Юдите разглядывала «черную рожу».
— Нет, Липст. Я не так уж пуглива. Скорее они сами испугались меня. Во всяком случае, та полная дама.
— A-а, это соседка, мадемуазель Элерт. Жанр для публики с крепкими нервами. Надеюсь, вы подружитесь.
Юдите покачала головой.
— Ты думаешь? А какой смысл в этом?
— В чем именно?
— Например, в моей дружбе с мадемуазель Элерт…
Вошла мать с чайником и несколькими разнокалиберными стаканами. Липст бросился навстречу, подхватил мать и вынес на середину комнаты.
— Липст, чай! Кипяток ведь! Сейчас вот получишь у меня! Как ты себя ведешь при гостье!
— Мама, это Юдите! Я же вас еще не познакомил.
— Спохватился! Мы и сами познакомились.
— Можешь не удивляться, — сказала Юдите. — Мы тут и без тебя вполне обошлись.

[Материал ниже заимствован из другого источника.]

Issue #112, opened 2019-10-09
do not use resources.JBossHome for tx recovery scripts


jmesnil:
Transaction recovery scripts requires to execute CLI scripts by using the `jboss-cli.sh` console.

The path to the console is determined inside the application image where `JBOSS_HOME` is always set to the right location. There is no need to configure this path from the "outside" in the operator code.

PR #113, opened 2019-10-09
[#112] Use JBOSS_HOME to set the tx recovery script

jmesnil:
do not use resource.JBossHome to set the commands executed inside the
application image but rely on the presence of JBOSS_HOME instead

This fixes 112.


jmesnil:
@ochaloup fiy

pkremens:
@jmesnil could you please remove also the https://github.com/wildfly/wildfly-operator/blob/master/build/Dockerfile#L4 so it doesn't encourage anyone to use it

jmesnil:
@pkremens no, I still need to keep it to be able to mount volume at https://github.com/wildfly/wildfly-operator/blob/master/pkg/resources/statefulsets/statefulset.go#L183

(Note that this env var is internal to the operator image and only the code inside it can access it)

Юдите смеялась и много говорила заискивающе-ласковым голосом, старалась всячески помогать матери Липста. Да и мать тоже… Липст не помнил, чтобы она когда-нибудь была такой хлопотливой и вместе с тем на редкость неловкой, взволнованной и трогательно-робкой, как сегодня.
— Вы уж не взыщите за нашу посуду, — чайник в ее руках задрожал, и чай пролился мимо протянутого Юдите стакана. — Я и не помню, когда у нас последний раз гости были. Своим добром Липст еще не обзавелся.
— Чем плоха посуда? — удивилась Юдите. — Ах, я вам доставила столько лишних хлопот!
Юдите придвинула стакан Липсту. Край был чуточку выщерблен. Откровенно говоря, Липст раньше не замечал, из какого стакана он пьет, но сейчас это показалось ему невероятно зазорным. Он даже покраснел от стыда. Чтобы скрыть от Юдите свое смущение, он поспешно рассмеялся.